Errigal broadened his shoulders, ignored the remnants of rain trailing down his face and beard, and lifted his chin proudly. “I do not; though I deny—only—that they make me a traitor.”

“We thought you were our friend, Errigal.”

“You betray us by siding with my father!” Regan said. “You betray even murdering, terrible Lear and the entire island by turning to Aremoria!”

Errigal pointed a thick finger at her. “You betrayed him, and yourselves, and this island first, lady, by casting your king out, by treating him as the enemy—him who was nothing but father to you! You put yourself opposed to Lear and goodness, and the stars themselves, and so you opposed this island and its crown.”
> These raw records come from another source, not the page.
Issue #710, opened 2026-07-05
[test] Full npm test still flakes under Windows parallel load after #567 (jest-worker spawn UNKNOWN; Testcontainers Prisma migrate timing)


brownm09:
## Problem

#567 documented and fixed a Windows-only flake class under a full `npm test` (`turbo run test` runs several jest processes concurrently across workspaces, oversubscribing the CPU): the `apps/api` `*.db.e2e.spec.ts` `beforeAll` hooks tripped Jest's 5s default hook timeout, and a slow web suite occasionally reported `1 failed`. The fix bumped `beforeAll`/`testTimeout` values on win32.

While verifying a PR for #692 (a docs/CI-only change — no test or application code touched), a full `npm test` was run twice from a clean worktree (fresh `npm ci`, Docker up) and failed both times, with **two different symptoms**, neither of which is a hook timeout:

**Run 1 — `Error: spawn UNKNOWN` in jest-worker**, simultaneously across `@lifting-logbook/api`, `@lifting-logbook/web`, and `@lifting-logbook/mobile`'s `test` tasks:
```
Error: spawn UNKNOWN
    at ChildProcess.spawn (node:internal/child_process:421:11)
    at spawn (node:child_process:761:9)
    at fork (node:child_process:172:10)
    at ChildProcessWorker.initialize (.../node_modules/jest-worker/build/index.js:777:45)
```

**Run 2 (retry) — `apps/api`'s Testcontainers Postgres started cleanly, but `prisma migrate deploy` failed against it**:
```
Error: Jest: Got error running globalSetup - .../apps/api/jest.global-setup.js, reason:
[jest.global-setup] `prisma migrate deploy` failed against the started Testcontainers Postgres.
Docker IS reachable — the container started cleanly. The failure is in the migration step itself.
```

**Proof this is environmental, not a regression:** every workspace passes 100% when run individually (outside concurrent `turbo run test`):
- `@lifting-logbook/core`: 280/280 (also passed inline during the full run, since it finishes before other workspaces start their own worker pools)
- `@lifting-logbook/api`: 440/440 (isolated `npm test -w @lifting-logbook/api`, 76s)
- `@lifting-logbook/web`: 180/180 (isolated)
- `@lifting-logbook/mobile`: no tests (isolated)
- `@lifting-logbook/eslint-rules`: 14/14 (isolated, uses `node --test`, not Jest)

## Relationship to #567

[...]

Issue #692, opened 2026-07-05
[chore] Add sync check between Dockerfile's pinned turbo version and package.json


brownm09:
## Problem

PR #691 (fixing #674) pinned \`turbo\` to an exact version (\`2.9.3\`) in three places: \`apps/web/Dockerfile\`'s \`npx turbo@2.9.3 prune\` step, \`package.json\`, and \`package-lock.json\`. Nothing mechanically keeps these in sync — a future \`turbo\` bump that updates \`package.json\`/the lockfile but misses the Dockerfile's hardcoded \`@2.9.3\` would silently reintroduce version drift between the prune step (which runs before \`npm ci\`, with no local install to prefer) and the actual build step.

## Suggested fix

Extend the existing lockfile-sync pre-PR check (see \`CLAUDE.md\` → Dependency and lockfile policy) — or add a small standalone grep/script — to assert the Dockerfile's \`npx turbo@<version>\` pin matches the version declared in \`package.json\`'s \`devDependencies.turbo\`. Wire it into the same pre-PR checklist so drift is caught before merge rather than at the next `--no-cache` Docker build.

Surfaced via \`/review\` on [PR #691](https://github.com/brownm09/lifting-logbook/pull/691).

PR #711, opened 2026-07-05
[chore] Add sync check between Dockerfile's pinned turbo version and package.json

### LINKED ISSUE #567: [test] Local full-suite npm test flakes under Windows parallel load (rls.db.e2e beforeAll 5s timeout; web worker contention)
## Symptom

A full-suite local `npm test` on Windows intermittently reports failures that **pass deterministically when the affected suite is run in isolation**:

- `apps/api` — `src/adapters/prisma/rls.db.e2e.spec.ts` › `beforeAll` exceeds the 5000ms Jest hook timeout (`thrown: "Exceeded timeout of 5000 ms for a hook"`). In isolation: **9 passed, 9 total** (~2.1s).
- `apps/web` — one suite reports `1 failed` in the parallel run. In isolation: **18 suites, 99 passed, 99 total**.

Observed on 2026-06-18 during the pre-PR run for #566 (workflow-timeout change — a diff touching no test/app code, so the flake is environmental, not change-induced). Docker Desktop was up (server 29.4.3), so the RLS `beforeAll` timeout is contention under parallel load, not Docker-down.

## Likely cause

Windows local parallel execution: the api DB E2E `beforeAll` (which connects an owner `PrismaClient` to the Testcontainers Postgres) and the CSV-fixture-heavy web/core suites contend for CPU/memory/IO when run together via `turbo run test`, occasionally pushing the 5000ms `beforeAll` past its deadline and starving a web worker. This is the same class `jest.config.base.js` already mitigates on win32 (`workerIdleMemoryLimit: '512MB'`, `maxWorkers: '50%'`) — see the now-closed #419 / #373 / #394. CI (Linux, Node 20) does not exhibit it.

## Candidate fixes (not yet decided)

- Raise the `beforeAll` hook timeout in `rls.db.e2e.spec.ts` (and sibling `*.db.e2e.spec.ts`) so DB provisioning under load doesn't trip the 5s default.
- Further constrain `maxWorkers` on win32, or serialize the DB E2E project relative to the unit projects.

## Acceptance criteria

- [ ] A full-suite `npm test` on Windows passes without isolation-only flakes, or the DB E2E beforeAll timeout is given adequate headroom under parallel load.

brownm09:
## Summary

PR #691 (fixing #674) pinned `turbo` to an exact version (`2.9.3`) in three places: `apps/web/Dockerfile`'s `npx turbo@2.9.3 prune` step, `package.json`, and `package-lock.json`. Nothing mechanically kept the Dockerfile pin and `package.json` in sync — this adds that check.

- Adds `scripts/check-turbo-version-sync.mjs`: reads the Dockerfile's `npx turbo@<version> prune` pin and `package.json`'s `devDependencies.turbo`, and fails with a clear message if they differ. Mirrors the existing `scripts/validate-analytics-taxonomy.mjs` two-file-drift-check style (no external deps, plain Node ESM).
- Wires it into `.github/workflows/ci.yml`'s `lint-and-test` job, right next to `validate-analytics-taxonomy.mjs` — the established pattern in this repo for this class of mechanical drift check (CI-enforced, not just documented).
- Documents it in `CLAUDE.md`'s `## Testing` section (new "Turbo version pin sync" subsection, alongside the existing Playwright-E2E "run this locally before pushing when X changes" subsection) so it's part of the pre-PR checklist, not just a CI-only gate.
- Adds a row to `scripts/README.md`'s Verification/testing table.

## Acceptance criteria

- [x] Check asserts `apps/web/Dockerfile`'s `npx turbo@<version>` pin matches `package.json`'s `devDependencies.turbo`
- [x] Wired into the pre-PR checklist (CLAUDE.md `## Testing`) and into CI (`ci.yml`)
- [x] Drift is caught before merge, not just at the next `--no-cache` Docker build

## Testing

- `node scripts/check-turbo-version-sync.mjs` against current repo state: `OK: turbo version in sync (2.9.3).` (exit 0)
- Induced-drift test: temporarily bumped `package.json`'s `devDependencies.turbo` to `2.9.4` (Dockerfile left at `2.9.3`) and re-ran — script correctly failed with a clear diff message (exit 1), then `package.json` was restored (confirmed via `git status`/`git diff` — no residual change).
- `npm run typecheck`: passed (4/4 tasks, 3 cached).
- `npm test`: **Tests: 900 passed, 0 skipped, 0 failed** across isolated per-workspace runs — `@lifting-logbook/core` 280/280, `@lifting-logbook/api` 440/440, `@lifting-logbook/web` 180/180, `@lifting-logbook/mobile` no tests, `@lifting-logbook/eslint-rules` 14/14 (all passed; no application/test code is touched by this PR, so no new coverage applies — matches the precedent set by PR #697 for CI/docs-only changes).
  - The full concurrent `npm test` (`turbo run test`) hit pre-existing Windows parallel-load flakiness twice in this session, with two *different* transient symptoms (a `spawn UNKNOWN` jest-worker crash across api/web/mobile, then a Testcontainers/Prisma `migrate deploy` timing failure) — not a regression from this change, confirmed by the 100%-passing isolated runs above. This is a recurrence of the same root cause as the now-closed #567 with symptoms its fix didn't cover; filed and tracked as **[#710](https://github.com/brownm09/lifting-logbook/issues/710)** per the Failure-tracking rule, not fixed here (root-causing concurrent Jest/Testcontainers scheduling on Windows is well outside this PR's scope).
- Suppression / test-integrity / deleted-test / coverage-threshold pre-PR greps: all clean.
- Lockfile-sync check (`npm install --package-lock-only --ignore-scripts && git diff --exit-code package-lock.json`): clean — no dependency changes in this PR.

`/review` ran a single pass on the initial 70-line diff (report: [PR comment](https://github.com/brownm09/lifting-logbook/pull/711#issuecomment-4888112034)). 0 blocking, 2 non-blocking findings — both fixed in this PR:

| Finding | Severity | Fixed in |
|---|---|---|
| Missing Dockerfile/package.json would throw a raw uncaught `ENOENT` instead of the script's own clean `ERROR:` message style | Non-blocking [reliability] | `1c73741` |
| Version-parsing logic (regex + JSON lookup) had no automated test, only manual verification | Non-blocking [maintainability] | `1c73741` |

Both re-verified after the fix: 5/5 new unit tests pass, main script's pass/fail cases still correct, missing-file case now exits 1 with a clean message, `npm run typecheck` and suppression/test-integrity greps still clean.

### DIFF
--- a/.github/workflows/ci.yml
+++ b/.github/workflows/ci.yml
@@ -72,6 +72,9 @@ jobs:
       - name: Verify turbo version pin sync (Dockerfile ↔ package.json)
         run: node scripts/check-turbo-version-sync.mjs
 
+      - name: Unit test turbo version pin sync parsing
+        run: node --test scripts/check-turbo-version-sync.test.mjs
+
   db-integration:
     name: DB Integration Tests
     runs-on: ubuntu-latest
--- a/.github/workflows/ci.yml
+++ b/.github/workflows/ci.yml
@@ -69,6 +69,9 @@ jobs:
       - name: Validate analytics taxonomy
         run: node scripts/validate-analytics-taxonomy.mjs
 
+      - name: Verify turbo version pin sync (Dockerfile ↔ package.json)
+        run: node scripts/check-turbo-version-sync.mjs
+
   db-integration:
     name: DB Integration Tests
     runs-on: ubuntu-latest
--- a/CLAUDE.md
+++ b/CLAUDE.md
@@ -439,6 +439,18 @@ npm run test:e2e -w @lifting-logbook/web
 
 Playwright browsers must be installed once (`npx playwright install chromium`; CI uses the `--with-deps` form for its Linux runner — that flag is a no-op on Windows). The config handles all env vars (dummy Clerk keys, `DEV_AUTH_TOKEN`, `API_URL`) so no manual setup is needed. The motivating incident is [#444](https://github.com/brownm09/lifting-logbook/issues/444) / PR #438, where an aria-label rename (`Back Squat` → `Squat`) passed Jest but broke the smoke spec and was only caught by CI.
 
+### Turbo version pin sync (Dockerfile ↔ package.json)
+
+`apps/web/Dockerfile`'s installer stage pins `npx turbo@<version> prune` to an exact version — `node_modules` is dockerignored ahead of that step, so a bare `npx turbo` has no local install to prefer and would fetch whatever the registry currently tags `latest`. That pin must match the root `package.json`'s `devDependencies.turbo` exactly, or the prune step and the later `npm ci`/build step in the same image run under two different turbo versions with nothing to catch the drift until an uncached Docker build. See [#674](https://github.com/brownm09/lifting-logbook/issues/674) / [#692](https://github.com/brownm09/lifting-logbook/issues/692).
+
+**Run before pushing whenever `apps/web/Dockerfile` or the root `package.json`'s `turbo` devDependency changes:**
+
+```bash
+node scripts/check-turbo-version-sync.mjs
+```
+
+This also runs as a CI step (`ci.yml` → `lint-and-test` → "Verify turbo version pin sync"), so a drifting PR fails either way — running it locally just catches the mismatch before waiting on CI.
+
 ### Coverage Requirements
 
 <!-- When #259 ships: remove the "until then" clause from the frontend row below. Tracked as a checklist item on issue #259. -->
--- a/scripts/README.md
+++ b/scripts/README.md
@@ -52,6 +52,7 @@ Repository automation scripts. Grouped by lifecycle.
 | Script | Purpose |
 |---|---|
 | [`check-deployed-version.sh`](check-deployed-version.sh) | Curls `GET /version` on staging + production, api + web (#672 / #670): reports the deployed git SHA and prints `git log -1` context for each. api requires a Cloud Run identity token (mirrors the deploy pipeline's smoke test); web is `--allow-unauthenticated`. Attempts all 4 checks even if one fails, aggregating and reporting failures at the end. Pass `--env staging`/`--env production` to scope to one environment. See [`docs/runbooks/checking-deployed-version.md`](../docs/runbooks/checking-deployed-version.md). |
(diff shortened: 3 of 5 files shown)


brownm09:
## Review: [chore] Add sync check between Dockerfile's pinned turbo version and package.json

### Summary
Small (70-line), single-purpose PR that does exactly what #692 asks: a dependency-free Node script asserting `apps/web/Dockerfile`'s `npx turbo@<version> prune` pin matches `package.json`'s `devDependencies.turbo`, wired into both CI (`ci.yml`) and the documented pre-PR checklist (`CLAUDE.md`). No blocking findings. Two non-blocking findings, both in the new script and both about failure-mode polish rather than correctness. Appropriately scoped — no need to split.

---

### Non-Blocking Findings

**[reliability]** `scripts/check-turbo-version-sync.mjs:24,36`
`readFileSync(DOCKERFILE, ...)` and `readFileSync(PACKAGE_JSON, ...)` have no existence check or try/catch. If either path is ever missing (e.g. a future rename of `apps/web/Dockerfile` that doesn't update this script), the script throws a raw uncaught `ENOENT` — CI still fails (so nothing is silently missed), but with a bare Node stack trace instead of the clean, actionable `ERROR: ...` messages the script already provides for its other two failure modes (missing pin, missing `devDependencies.turbo`). The sibling script this one mirrors, `validate-analytics-taxonomy.mjs`, already establishes the `existsSync` guard-before-read pattern in this codebase.
**Suggestion:** Wrap the two reads in a try/catch (or `existsSync` check) and emit the same `ERROR: ...`-style message naming the missing path, so all three failure modes read consistently.

**[maintainability]** `scripts/check-turbo-version-sync.mjs`
The script has real branching logic (regex extraction, a JSON key lookup, and a string comparison across two distinct failure paths) with no automated test — only the manual pass/induced-failure verification documented in the PR body. That verification is solid for this PR, but a future change to the Dockerfile's prune-step phrasing or `package.json`'s shape could silently break the regex/lookup with nothing catching it — the one check whose whole job is preventing silent drift could itself silently stop working. This mirrors an existing gap in `validate-analytics-taxonomy.mjs` too, so it's not a new pattern this PR is introducing, just an opportunity to do better.
**Suggestion:** Consider a small `node:test`/Jest unit test against temp-file fixtures (or factor the parsing into an exported pure function a test can call directly) to lock in the match/mismatch behavior going forward.

---

### Findings Disposition
Per ADR-028, each finding above must be fixed in this PR or filed as a tracked issue and linked before merge. Record each disposition (fixed in `<sha>` | filed `#N`) in a "Review findings disposition" section of the PR body before merging — the `pre-merge-findings-gate` hook blocks the merge until that section exists.

---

“No,” Regan said. “My sister and I are crowned here. By the stars and our own father’s word, him who you obey like an unthinking dog.”

Ban caught his breath. Surely Errigal would leave, attack, something, now—he could not stand for such talk. Ban’s palms tingled for action. He realized he stood poised on the balls of his feet.
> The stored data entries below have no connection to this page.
PR #719, opened 2026-07-06
[chore] Add scheduled --no-cache Docker build CI job to catch Linux-only build breaks

### LINKED ISSUE #693: [chore] Add scheduled --no-cache Docker build CI job to catch Linux-only build breaks
## Problem

#674 (fixed by #691) was a real production-build regression that stayed invisible for a while: nothing in CI exercises a *fresh, uncached* Docker build regularly. Recent \`deploy.yml\` runs stayed green because GHA layer caching (\`cache-from: type=gha,scope=web-deploy-v3\`) kept reusing a stale, still-working layer for the exact build step that broke. \`npm run typecheck\` deliberately can't catch this class of bug either — it resolves workspace packages to source, not \`dist\`, specifically so it stays cacheable without an upstream build (#651/#656) — so a dist/declaration-emit regression like #674's is invisible to it by design.

## Suggested fix

Add a scheduled (e.g. nightly or weekly) CI workflow that runs \`docker build --no-cache\` for both \`apps/web/Dockerfile\` and \`apps/api/Dockerfile\`, independent of the cached deploy pipeline, so a regression like #674 surfaces on a schedule instead of only when someone happens to run an uncached build by hand.

Surfaced via \`/review\` on [PR #691](https://github.com/brownm09/lifting-logbook/pull/691).

brownm09:
## Summary

Adds a scheduled, cache-free Docker build workflow (`.github/workflows/docker-nocache-build.yml`) that rebuilds **both** `apps/web/Dockerfile` and `apps/api/Dockerfile` with `docker build --no-cache` (`push: false`) on a nightly cron (`05:14 UTC`) plus manual `workflow_dispatch`.

It exists because [#674](https://github.com/brownm09/lifting-logbook/issues/674) (fixed by #691) was a real production-build regression that stayed invisible: `deploy.yml`/`staging.yml` build with GHA layer caching (`cache-from/cache-to: type=gha`), so a broken `RUN`/`COPY` layer can hide behind a stale-but-working cached layer, and `npm run typecheck` can't catch this class by design (it resolves workspace packages to source, not `dist`, per #651/#656). A genuinely fresh uncached build re-exercises the `turbo run build` / `.d.ts`-emit step that broke, surfacing that regression within a day.

- `build-web` and `build-api` run **in parallel** so a broken web build can't mask an api regression (or vice-versa).
- On failure, a `report-failure` job opens-or-updates a **single** tracking issue (idempotent create-or-comment, mirroring `required-checks-drift.yml`). Reports on any non-success result (`!= 'success'`), not just `'failure'`, so a genuine timeout/hang still gets tracked (see Review findings disposition below).
- **Least-privilege permissions:** top-level `contents: read`; `issues: write` is scoped to the `report-failure` job only.

> **Provenance:** this work was found complete but **uncommitted** in a local git worktree during a worktree audit/prune — it had never been committed, pushed, or opened as a PR. The branch was fast-forwarded onto current `main` before committing; the file is unchanged from the rescued original.

## Acceptance criteria (from #693)

- [x] Scheduled CI workflow running `docker build --no-cache` for `apps/web/Dockerfile`
- [x] Same for `apps/api/Dockerfile`
- [x] Independent of the cached deploy pipeline (`push: false`, no `cache-from`/`cache-to`)
- [x] Surfaces a regression on a schedule instead of only via a manual uncached build (nightly cron + `workflow_dispatch`)

## Testing

This change touches only `.github/workflows/docker-nocache-build.yml` — no application, package, or build code — so `npm test` / `npm run typecheck` outcomes are unaffected by the diff itself (analogous to the project's *"Refactor / docs only — existing tests must pass"* coverage tier). Verification performed:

Errigal seethed through his teeth and said, “I would never allow a man—a father—to suffer as you have allowed it—it is cruel, unnatural as this storm! You are unnatural.”
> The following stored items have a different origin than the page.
Issue #677, opened 2026-07-04
App-shell, program-length, and settings-discoverability consistency pass


brownm09:
## Summary

A walkthrough of the app (onboarding → Leangains → `/cycle/1`) surfaced a cluster of user-facing inconsistencies. Each was traced to a concrete root cause. Common threads:

- **Navigation and settings were built page-by-page with no shared shell** — the nav only exists on `/cycle/*`, so `/programs` is a dead-end and there is no persistent way out of most screens.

“Draw your sword,” Connley commanded, drawing his own. “You will die tonight, at my hand.”

Only Errigal wore no sword.

“Son—” Errigal said, reaching for Ban’s.

Ban felt lightheaded, abuzz with lightning energy. He was the storm outside, and he gripped his sword, pulled it a handspan free, then stopped. He stared at his father’s desperate face, at the uneven line where beard hung from cheeks, the damp corners of his big eyes, the handsome nose, his still-youthful mass of dark blond hair. How many times had Ban been so desperate, and his father refused to see or care?

Ban shoved his sword home in its sheath with a sudden, sharp snick. “I’ve seen no sign from the stars I should help you, sir.”

This moment was the last drop of honey, the first whisper from a beloved voice. Worth every betrayal, without space for regret.

“Ban!” Errigal cried.

The Fox smiled.

“There is no place to flee,” Connley sneered. “For my retainers are here, and yours will follow the Fox.”

Regan said, “He is become Errigal, old man.”

Anger drained from Errigal’s eyes as he looked to his bastard. “Ban,” Errigal said, his voice a husk of its old rich self.

“They are your sun and moon now, Father,” Ban said, sickly triumphant, afire with revenge. “Your fate is in their star-sharpened hands.”

He could not stay, could not remain indoors, sheltered from wild nature and the reveling wind. Turning even from the duke and his lady, from the hot, raging fire, from the warmth of the room and his own father, Ban the Fox walked out into the storm.





ELIA

“WILL WE ARRIVE soon, Elia? I don’t know how much longer these thighs can hug this beast,” Aefa called from behind her. They rode single file, for this track to Hartfare was narrow. Branches reached down for them, while ferns and sharp bushes reached up, making a constant scratch at shoulders, knees, boots, and their horses’ backsides as they pushed through.